### Problem details:
Every record, from the first line to the last, needs to be given again exactly.
*** Opening of Data ***
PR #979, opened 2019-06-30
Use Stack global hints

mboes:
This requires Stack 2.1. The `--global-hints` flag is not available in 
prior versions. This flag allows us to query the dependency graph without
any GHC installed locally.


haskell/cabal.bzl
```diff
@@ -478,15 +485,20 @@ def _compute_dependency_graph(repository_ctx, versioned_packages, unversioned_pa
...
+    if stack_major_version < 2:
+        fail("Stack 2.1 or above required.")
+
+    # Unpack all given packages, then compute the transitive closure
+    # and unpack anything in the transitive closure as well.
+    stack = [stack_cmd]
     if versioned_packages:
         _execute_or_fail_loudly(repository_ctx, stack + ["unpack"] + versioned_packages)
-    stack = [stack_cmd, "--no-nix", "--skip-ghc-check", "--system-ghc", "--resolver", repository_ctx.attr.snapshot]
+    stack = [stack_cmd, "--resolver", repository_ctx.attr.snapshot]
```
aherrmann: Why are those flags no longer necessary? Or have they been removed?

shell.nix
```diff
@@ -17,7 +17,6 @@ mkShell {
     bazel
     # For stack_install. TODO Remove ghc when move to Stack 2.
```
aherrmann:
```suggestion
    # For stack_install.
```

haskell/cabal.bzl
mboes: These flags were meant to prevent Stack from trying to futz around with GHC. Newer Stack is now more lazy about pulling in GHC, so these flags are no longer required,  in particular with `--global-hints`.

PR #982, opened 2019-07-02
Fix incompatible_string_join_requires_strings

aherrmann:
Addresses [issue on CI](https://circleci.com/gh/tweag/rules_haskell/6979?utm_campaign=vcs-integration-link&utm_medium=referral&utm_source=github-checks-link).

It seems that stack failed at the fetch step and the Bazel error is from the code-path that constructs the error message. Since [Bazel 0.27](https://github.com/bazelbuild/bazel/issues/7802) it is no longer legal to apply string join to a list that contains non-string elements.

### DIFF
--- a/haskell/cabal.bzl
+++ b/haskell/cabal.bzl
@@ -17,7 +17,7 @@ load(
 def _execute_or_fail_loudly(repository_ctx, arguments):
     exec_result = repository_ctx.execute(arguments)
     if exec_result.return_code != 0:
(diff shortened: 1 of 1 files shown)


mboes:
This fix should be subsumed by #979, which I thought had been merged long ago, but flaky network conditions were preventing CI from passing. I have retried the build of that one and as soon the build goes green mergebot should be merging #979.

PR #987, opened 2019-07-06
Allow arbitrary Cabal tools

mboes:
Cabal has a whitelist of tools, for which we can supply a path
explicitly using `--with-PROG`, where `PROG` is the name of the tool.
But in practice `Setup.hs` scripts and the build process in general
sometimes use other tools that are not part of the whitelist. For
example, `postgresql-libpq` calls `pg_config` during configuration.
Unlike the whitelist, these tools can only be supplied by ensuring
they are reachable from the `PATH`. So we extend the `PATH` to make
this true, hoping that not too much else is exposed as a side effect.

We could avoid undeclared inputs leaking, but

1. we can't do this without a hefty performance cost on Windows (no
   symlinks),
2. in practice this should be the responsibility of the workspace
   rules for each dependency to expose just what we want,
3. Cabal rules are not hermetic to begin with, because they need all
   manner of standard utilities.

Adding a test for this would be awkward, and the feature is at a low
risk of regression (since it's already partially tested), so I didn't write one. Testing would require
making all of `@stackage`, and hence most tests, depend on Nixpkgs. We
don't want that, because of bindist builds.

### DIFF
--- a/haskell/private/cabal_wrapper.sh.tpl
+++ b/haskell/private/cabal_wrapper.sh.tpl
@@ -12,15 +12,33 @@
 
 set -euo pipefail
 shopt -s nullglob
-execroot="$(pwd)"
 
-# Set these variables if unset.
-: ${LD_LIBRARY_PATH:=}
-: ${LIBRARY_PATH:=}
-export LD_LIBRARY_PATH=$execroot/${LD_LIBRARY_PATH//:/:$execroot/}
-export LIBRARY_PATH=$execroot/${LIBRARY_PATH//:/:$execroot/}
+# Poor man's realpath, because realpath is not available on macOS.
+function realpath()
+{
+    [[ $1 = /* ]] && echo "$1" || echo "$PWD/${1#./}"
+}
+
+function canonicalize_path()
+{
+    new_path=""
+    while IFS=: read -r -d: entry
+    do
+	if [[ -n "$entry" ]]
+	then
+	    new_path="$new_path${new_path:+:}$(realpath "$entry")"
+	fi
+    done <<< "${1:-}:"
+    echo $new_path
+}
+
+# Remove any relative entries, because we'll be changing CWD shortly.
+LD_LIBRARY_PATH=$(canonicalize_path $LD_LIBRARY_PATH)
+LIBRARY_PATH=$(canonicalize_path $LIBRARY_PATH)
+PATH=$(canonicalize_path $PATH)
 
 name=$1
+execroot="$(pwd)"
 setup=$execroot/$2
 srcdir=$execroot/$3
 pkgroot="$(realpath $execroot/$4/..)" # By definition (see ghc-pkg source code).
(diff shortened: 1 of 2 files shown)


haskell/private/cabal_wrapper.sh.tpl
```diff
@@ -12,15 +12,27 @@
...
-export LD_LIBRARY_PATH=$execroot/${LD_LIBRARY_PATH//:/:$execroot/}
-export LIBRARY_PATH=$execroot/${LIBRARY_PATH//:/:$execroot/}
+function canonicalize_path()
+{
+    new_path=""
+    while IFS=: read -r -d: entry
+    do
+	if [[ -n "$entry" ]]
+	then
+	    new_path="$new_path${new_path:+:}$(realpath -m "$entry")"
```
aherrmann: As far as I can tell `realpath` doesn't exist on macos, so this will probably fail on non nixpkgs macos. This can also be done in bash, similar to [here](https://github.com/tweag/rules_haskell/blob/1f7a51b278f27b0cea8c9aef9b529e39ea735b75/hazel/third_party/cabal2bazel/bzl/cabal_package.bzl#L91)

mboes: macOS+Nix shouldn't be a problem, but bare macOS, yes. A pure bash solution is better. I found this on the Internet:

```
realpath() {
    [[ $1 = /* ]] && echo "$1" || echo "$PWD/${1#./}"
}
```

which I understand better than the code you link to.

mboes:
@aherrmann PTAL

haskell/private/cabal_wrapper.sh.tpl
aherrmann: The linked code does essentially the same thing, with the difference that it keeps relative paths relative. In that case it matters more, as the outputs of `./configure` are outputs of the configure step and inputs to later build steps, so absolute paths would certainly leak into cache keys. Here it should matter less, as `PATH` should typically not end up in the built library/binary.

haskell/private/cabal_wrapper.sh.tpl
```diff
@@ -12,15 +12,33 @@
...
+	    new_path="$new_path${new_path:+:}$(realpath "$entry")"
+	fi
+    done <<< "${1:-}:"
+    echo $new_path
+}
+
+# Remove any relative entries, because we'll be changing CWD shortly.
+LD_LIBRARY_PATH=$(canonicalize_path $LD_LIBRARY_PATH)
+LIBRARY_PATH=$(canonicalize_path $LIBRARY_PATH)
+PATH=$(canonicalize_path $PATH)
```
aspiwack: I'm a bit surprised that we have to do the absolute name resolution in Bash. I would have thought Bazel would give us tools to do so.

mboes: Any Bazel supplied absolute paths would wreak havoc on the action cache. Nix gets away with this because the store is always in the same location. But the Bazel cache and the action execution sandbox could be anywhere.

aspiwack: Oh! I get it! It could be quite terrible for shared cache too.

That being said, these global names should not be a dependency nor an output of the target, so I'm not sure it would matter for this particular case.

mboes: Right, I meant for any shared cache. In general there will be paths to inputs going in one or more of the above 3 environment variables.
*** Close of Data ***
### Response:
PR #979, opened 2019-06-30
Use Stack global hints

mboes:
This requires Stack 2.1. The `--global-hints` flag is not available in 
prior versions. This flag allows us to query the dependency graph without
any GHC installed locally.


haskell/cabal.bzl
```diff
@@ -478,15 +485,20 @@ def _compute_dependency_graph(repository_ctx, versioned_packages, unversioned_pa
...
+    if stack_major_version < 2:
+        fail("Stack 2.1 or above required.")
+
+    # Unpack all given packages, then compute the transitive closure
+    # and unpack anything in the transitive closure as well.
+    stack = [stack_cmd]
     if versioned_packages:
         _execute_or_fail_loudly(repository_ctx, stack + ["unpack"] + versioned_packages)
-    stack = [stack_cmd, "--no-nix", "--skip-ghc-check", "--system-ghc", "--resolver", repository_ctx.attr.snapshot]
+    stack = [stack_cmd, "--resolver", repository_ctx.attr.snapshot]
```
aherrmann: Why are those flags no longer necessary? Or have they been removed?

shell.nix
```diff
@@ -17,7 +17,6 @@ mkShell {
     bazel
     # For stack_install. TODO Remove ghc when move to Stack 2.
```
aherrmann:
```suggestion
    # For stack_install.
```

haskell/cabal.bzl
mboes: These flags were meant to prevent Stack from trying to futz around with GHC. Newer Stack is now more lazy about pulling in GHC, so these flags are no longer required,  in particular with `--global-hints`.

PR #982, opened 2019-07-02
Fix incompatible_string_join_requires_strings

aherrmann:
Addresses [issue on CI](https://circleci.com/gh/tweag/rules_haskell/6979?utm_campaign=vcs-integration-link&utm_medium=referral&utm_source=github-checks-link).

It seems that stack failed at the fetch step and the Bazel error is from the code-path that constructs the error message. Since [Bazel 0.27](https://github.com/bazelbuild/bazel/issues/7802) it is no longer legal to apply string join to a list that contains non-string elements.

### DIFF
--- a/haskell/cabal.bzl
+++ b/haskell/cabal.bzl
@@ -17,7 +17,7 @@ load(
 def _execute_or_fail_loudly(repository_ctx, arguments):
     exec_result = repository_ctx.execute(arguments)
     if exec_result.return_code != 0:
(diff shortened: 1 of 1 files shown)


mboes:
This fix should be subsumed by #979, which I thought had been merged long ago, but flaky network conditions were preventing CI from passing. I have retried the build of that one and as soon the build goes green mergebot should be merging #979.

PR #987, opened 2019-07-06
Allow arbitrary Cabal tools

mboes:
Cabal has a whitelist of tools, for which we can supply a path
explicitly using `--with-PROG`, where `PROG` is the name of the tool.
But in practice `Setup.hs` scripts and the build process in general
sometimes use other tools that are not part of the whitelist. For
example, `postgresql-libpq` calls `pg_config` during configuration.
Unlike the whitelist, these tools can only be supplied by ensuring
they are reachable from the `PATH`. So we extend the `PATH` to make
this true, hoping that not too much else is exposed as a side effect.

We could avoid undeclared inputs leaking, but

1. we can't do this without a hefty performance cost on Windows (no
   symlinks),
2. in practice this should be the responsibility of the workspace
   rules for each dependency to expose just what we want,
3. Cabal rules are not hermetic to begin with, because they need all
   manner of standard utilities.

Adding a test for this would be awkward, and the feature is at a low
risk of regression (since it's already partially tested), so I didn't write one. Testing would require
making all of `@stackage`, and hence most tests, depend on Nixpkgs. We
don't want that, because of bindist builds.

### DIFF
--- a/haskell/private/cabal_wrapper.sh.tpl
+++ b/haskell/private/cabal_wrapper.sh.tpl
@@ -12,15 +12,33 @@
 
 set -euo pipefail
 shopt -s nullglob
-execroot="$(pwd)"
 
-# Set these variables if unset.
-: ${LD_LIBRARY_PATH:=}
-: ${LIBRARY_PATH:=}
-export LD_LIBRARY_PATH=$execroot/${LD_LIBRARY_PATH//:/:$execroot/}
-export LIBRARY_PATH=$execroot/${LIBRARY_PATH//:/:$execroot/}
+# Poor man's realpath, because realpath is not available on macOS.
+function realpath()
+{
+    [[ $1 = /* ]] && echo "$1" || echo "$PWD/${1#./}"
+}
+
+function canonicalize_path()
+{
+    new_path=""
+    while IFS=: read -r -d: entry
+    do
+	if [[ -n "$entry" ]]
+	then
+	    new_path="$new_path${new_path:+:}$(realpath "$entry")"
+	fi
+    done <<< "${1:-}:"
+    echo $new_path
+}
+
+# Remove any relative entries, because we'll be changing CWD shortly.
+LD_LIBRARY_PATH=$(canonicalize_path $LD_LIBRARY_PATH)
+LIBRARY_PATH=$(canonicalize_path $LIBRARY_PATH)
+PATH=$(canonicalize_path $PATH)
 
 name=$1
+execroot="$(pwd)"
 setup=$execroot/$2
 srcdir=$execroot/$3
 pkgroot="$(realpath $execroot/$4/..)" # By definition (see ghc-pkg source code).
(diff shortened: 1 of 2 files shown)


haskell/private/cabal_wrapper.sh.tpl
```diff
@@ -12,15 +12,27 @@
...
-export LD_LIBRARY_PATH=$execroot/${LD_LIBRARY_PATH//:/:$execroot/}
-export LIBRARY_PATH=$execroot/${LIBRARY_PATH//:/:$execroot/}
+function canonicalize_path()
+{
+    new_path=""
+    while IFS=: read -r -d: entry
+    do
+	if [[ -n "$entry" ]]
+	then
+	    new_path="$new_path${new_path:+:}$(realpath -m "$entry")"
```
aherrmann: As far as I can tell `realpath` doesn't exist on macos, so this will probably fail on non nixpkgs macos. This can also be done in bash, similar to [here](https://github.com/tweag/rules_haskell/blob/1f7a51b278f27b0cea8c9aef9b529e39ea735b75/hazel/third_party/cabal2bazel/bzl/cabal_package.bzl#L91)

mboes: macOS+Nix shouldn't be a problem, but bare macOS, yes. A pure bash solution is better. I found this on the Internet:

```
realpath() {
    [[ $1 = /* ]] && echo "$1" || echo "$PWD/${1#./}"
}
```

which I understand better than the code you link to.

mboes:
@aherrmann PTAL

haskell/private/cabal_wrapper.sh.tpl
aherrmann: The linked code does essentially the same thing, with the difference that it keeps relative paths relative. In that case it matters more, as the outputs of `./configure` are outputs of the configure step and inputs to later build steps, so absolute paths would certainly leak into cache keys. Here it should matter less, as `PATH` should typically not end up in the built library/binary.

haskell/private/cabal_wrapper.sh.tpl
```diff
@@ -12,15 +12,33 @@
...
+	    new_path="$new_path${new_path:+:}$(realpath "$entry")"
+	fi
+    done <<< "${1:-}:"
+    echo $new_path
+}
+
+# Remove any relative entries, because we'll be changing CWD shortly.
+LD_LIBRARY_PATH=$(canonicalize_path $LD_LIBRARY_PATH)
+LIBRARY_PATH=$(canonicalize_path $LIBRARY_PATH)
+PATH=$(canonicalize_path $PATH)
```
aspiwack: I'm a bit surprised that we have to do the absolute name resolution in Bash. I would have thought Bazel would give us tools to do so.

mboes: Any Bazel supplied absolute paths would wreak havoc on the action cache. Nix gets away with this because the store is always in the same location. But the Bazel cache and the action execution sandbox could be anywhere.

aspiwack: Oh! I get it! It could be quite terrible for shared cache too.

That being said, these global names should not be a dependency nor an output of the target, so I'm not sure it would matter for this particular case.

mboes: Right, I meant for any shared cache. In general there will be paths to inputs going in one or more of the above 3 environment variables.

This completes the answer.